En su reflexión, destaca el contraste entre nuestro significado causal objetivo, más bien pobre teniendo en cuenta la magnitud del Universo, y un significado subjetivo axiológico. El artículo muestra posturas y sugiere la pregunta habitual por el sentido. ¿Lo hay? Pregunta singular donde las haya, aunque sea formulada por muchos.

El Universo parece objetivo, y todo sugiere que, contra Berkeley, estuvo ahí antes de que albergara observadores (exceptuando la infatigable mirada divina), pero lo objetivable, lo observable, es limitado. Podemos describir un cuerpo o clasificar las especies que existen en una extensión determinada de tierra. Resulta mucho más difícil, a la vez que fútil e insensato, contar los granos de arena de una playa o de un desierto. Y, en cierto modo, lo que sucede con los granos de arena nos pasa con el Universo; no somos capaces de dar la cifra de cuántas estrellas existen, sino sólo toscas aproximaciones; mucho menos sabemos cuántos planetas hay en él.

La sensación ante la contemplación del Cosmos es de insignificancia. Pero ese término, “insignificancia”, no equivale a ausencia de significado. El Universo en su conjunto no habla ni piensa, aunque poéticamente podamos admitirlo con François Cheng, quien, en su “Cuarta meditación sobre la belleza”, afirmó que “Todo sucede como si el universo, al pensarse, esperase al hombre para ser dicho”. Podríamos no ser nosotros y sí otras criaturas quienes lo “dijeran”, pero parece que el Universo esperaría a ser dicho por alguien, parece que esperaría la consciencia y el lenguaje.

Vale la pena resaltar que, pese a su magnitud impresionante, el Universo físico es potencialmente reducible a un marco teórico. Pocas ecuaciones bastan y se sueña con unificarlas. Curiosamente, esa comprensión progresiva por la que pasamos en la Historia desde una cosmología ptolemaica a una copernicana, que después fue newtoniana y einsteiniana, ha simplificado la comprensión y expandido el asombro. Por el contrario, algo como la consciencia tal vez no sea reducible y, de serlo, supone enfrentarse a unos niveles de complejidad muy superiores a aquellos con los que pueda describirse el origen y desarrollo del Universo y sus constituyentes. En realidad, una célula es más compleja que cualquier estrella. Tal vez Berkeley no estuviera tan equivocado y la consciencia sea lo primero.
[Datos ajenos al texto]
PR #1258, opened 2019-08-06
Cleanup a few barnacles across codebase

eddiehung:
Mainly because they were an eyesore for me...

- Use `IdString::in()` instead of `IdString::operator==() || IdString::operator==() || ...`
- Use `State::S{0,1}` instead of `Const({0,1}, 1)` or `RTLIL::S{0,1}`
- Use `IdString::begins_with()` instead of `IdString::substr(0, ...) == `
- Use `std::string::compare()` instead of `std::string::substr() == `
- `make clean` to not trigger rebuilding `abc`


frontends/verific/verific.cc
```diff
@@ -2244,7 +2244,7 @@ struct VerificPass : public Pass {
 					continue;
 				}
 				if (args[argidx] == "-L" && argidx+1 < GetSize(args)) {
-					verific_sva_fsm_limit = atoi(args[++argidx].c_str());
+					verific_sva_fsm_limit = std::stoi(args[++argidx]);
```
cliffordwolf: This can throw an exception that we do not catch (instead of returning zero). Is this really the behavior we want?

eddiehung: Ack. Good point. I didn't realise `stoi` could raise an exception (which is arguably better than silently returning zero) but let's not get into that rabbit hole right now.

PR #1261, opened 2019-08-07
Automatically prune init attributes in verific front-end

### LINKED ISSUE #1237: VHDL Initial values not ignored when also set in combinatorial process

Consider the following VHDL test case:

Lo que hace Cheng no es sino formular poéticamente la versión fuerte del principio antrópico. Incluso cabría pensar en un principio antrópico no epistémico sino estético: tanta belleza “espera” ser contemplada y admirada, incluso más allá de ser dicha. ¿Cómo la contempla un animal, sea un lobo, una abeja o un delfín? ¿Cómo percibiría un dinosaurio la caída del letal meteorito? ¿Cómo la percibe un científico? Quizá el único modo último sea el don gratuito de la perspectiva mística a la que la ciencia puede indudablemente contribuir. Y el éxtasis amoroso ante la belleza prescinde forzosamente del lenguaje por ser inefable ¿Es aceptable algo así, con tintes teleológicos, aunque no fueran teológicos? No es ciencia, pero tampoco nos basta sólo con la ciencia.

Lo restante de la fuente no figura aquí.